PR #492, opened 2023-03-03
feat(CalloutBlock): implement html-view-mode & update fondue

Walkeezy:
- Display html in view mode of block, instead of the RTE
- Update fondue

### DIFF
--- a/packages/callout-block/src/CalloutBlock.spec.ct.tsx
+++ b/packages/callout-block/src/CalloutBlock.spec.ct.tsx
@@ -8,6 +8,7 @@ import { Alignment, Icon, Padding, Width } from './types';
 
 const CalloutBlockSelector = '[data-test-id="callout-block"]';
 const RichTextEditor = '[data-test-id="rich-text-editor"]';
+const HtmlContent = '[data-test-id="rte-content-html"]';
 const CalloutWrapper = '[data-test-id="callout-wrapper"]';
 const CalloutIcon = '[data-test-id="callout-icon"]';
 const CalloutIconCustom = '[data-test-id="callout-icon-custom"]';
@@ -26,7 +27,7 @@ describe('Callout Block', () => {
         const [TextBlockWithStubs] = withAppBridgeBlockStubs(CalloutBlock, {});
 
         mount(<TextBlockWithStubs />);
-        cy.get('[data-test-id="rte-content-html"]').should('exist');
+        cy.get(HtmlContent).should('exist');
         cy.get(RichTextEditor).should('not.exist');
     });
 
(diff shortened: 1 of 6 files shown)


packages/callout-block/src/CalloutBlock.tsx
```diff
@@ -90,15 +93,20 @@ export const CalloutBlock: FC<BlockProps> = ({ appBridge }) => {
...
-                    border={false}
-                    value={blockSettings.textValue}
-                    placeholder="Type your text here"
-                    designTokens={useCalloutColors(designTokens, textColor)}
-                />
+                {!isEditing ? (
+                    <div data-test-id="rte-content-html" dangerouslySetInnerHTML={{ __html: html }} />
+                ) : (
+                    <RichTextEditor
+                        data-test-id="rich-text-editor"
```
fulopdaniel, line 100: doesn't RTE has this data-test-id built-in?

fulopdaniel (approved):

packages/callout-block/src/CalloutBlock.tsx
Walkeezy: Holymoly, good point, thanks!

ragi96: Well should we really rely on "external" test ids for tests?

packages/callout-block/src/CalloutBlock.spec.ct.tsx
```diff
@@ -7,17 +7,27 @@ import { ICON_ASSET_ID } from './settings';
...
         mount(<CalloutBlockWithStubs />);
         cy.get(CalloutBlockSelector).should('exist');
+        cy.get(RichTextEditor).should('exist');
+    });
+
+    it('should not be able to input to a callout block when in view mode', () => {
+        const [TextBlockWithStubs] = withAppBridgeBlockStubs(CalloutBlock, {});
+
+        mount(<TextBlockWithStubs />);
+        cy.get('[data-test-id="rte-content-html"]').should('exist');
```
ragi96, line 29: best would be to put this also in a const, so every test id is declared

packages/callout-block/src/CalloutBlock.tsx
Walkeezy: The `data-test-id` prop on the component currently doesn't seem to have an effect anyway, so I would keep it as it for the moment. If we update fondue in the future and the 'external' test id changes, we will notice when the tests fail. :)

packages/callout-block/src/CalloutBlock.spec.ct.tsx
Walkeezy: Done 👍🏻

ragi96 (approved):

PR #497, opened 2023-03-07
fix(TextBlock): preset "auto" value with empty string

Walkeezy:
Preset "auto" value with empty string instead of "normal" when switch to custom. Before it was like this:

normal-gutter


celine-s (approved):
nice!

fulopdaniel (approved):

PR #499, opened 2023-03-08
feat(useGuidelineDesignTokens): add support for `family_css` property

Walkeezy:
Use `family_css` property if provided for the design tokens, because it might be different:

Bildschirm­foto 2023-03-08 um 10 37 35


packages/shared/src/helpers/mapToGuidelineDesignTokens.ts
```diff
@@ -43,11 +44,17 @@ const transformObjectValues = (key: string, cssStyles: TokenValues, value: Direc
...
+    cssStyles: TokenValues,
+    value: string,
+    mainFontFamily: string,
+    fontFamilyCss?: string
+) => {
     cssStyles.hover = cssStyles.hover || {};
     switch (key) {
         case DesignTokenPropertiesEnum.family:
-            cssStyles.fontFamily = getFont(value, mainFontFamily);
+            cssStyles.fontFamily = fontFamilyCss ?? getFont(value, mainFontFamily);
```
celine-s, line 57:
```suggestion
            cssStyles.fontFamily =  getFont(fontFamilyCss ?? value, mainFontFamily);
```

celine-s (approved):

packages/shared/src/hooks/useGuidelineDesignTokens.ts
```diff
@@ -7,6 +7,7 @@ import { mergeDeep } from '../helpers/mergeDeep';
 
 export enum DesignTokenPropertiesEnum {
     family = 'family',
```
triggertoo, line 9: can `family` be removed since it's a naming property?

triggertoo: or should we even map `family_css` to `family`?

triggertoo: as discussed, let's keep it since `family` provides `inherit` information

PR #505, opened 2023-03-14
feat(useAttachments): use asset id order instead of settings

fulopdaniel:
Updated app bridge version because I received the following error for each package during typecheck:

Argument of type 'AppBridgeBlock' is not assignable to parameter of type 'AppBridgeBlock | AppBridgeTheme'.


packages/shared/src/hooks/useAttachments.ts
```diff
@@ -1,47 +1,44 @@
...
-    const [blockSettings, setBlockSettings] = useBlockSettings(appBridge);
-    const { blockAssets, updateAssetIdsFromKey, addAssetIdsToKey, deleteAssetIdsFromKey } = useBlockAssets(appBridge);
+export const useAttachments = (appBridge: AppBridgeBlock, assetSettingsKey: string) => {
+    const { blockAssets, updateAssetIdsFromKey } = useBlockAssets(appBridge);
     const attachments = blockAssets?.[assetSettingsKey] || [];
-    const attachmentsInBlockSettings = (blockSettings[blockSettingsKey] || []) as { id: number }[];
 
-    const onAddAttachments = async (assets: Asset[]) => {
+    const onAddAttachments = async (newAssets: Asset[]) => {
         const newAssetIds = [];
```
ragi96, line 10:
```suggestion
        const existingAssetId = attachments.map((attachment) => attachment.id);
```

packages/shared/src/hooks/useAttachments.ts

Work to complete: Which lines belong in the answer? Exactly those from the first line of the entries through the line holding "--- a/packages/callout-block/src/CalloutBlock.spec.ct.tsx", inclusive, copied unchanged.

Solution to the exercise:
PR #492, opened 2023-03-03
feat(CalloutBlock): implement html-view-mode & update fondue

Walkeezy:
- Display html in view mode of block, instead of the RTE
- Update fondue

### DIFF
--- a/packages/callout-block/src/CalloutBlock.spec.ct.tsx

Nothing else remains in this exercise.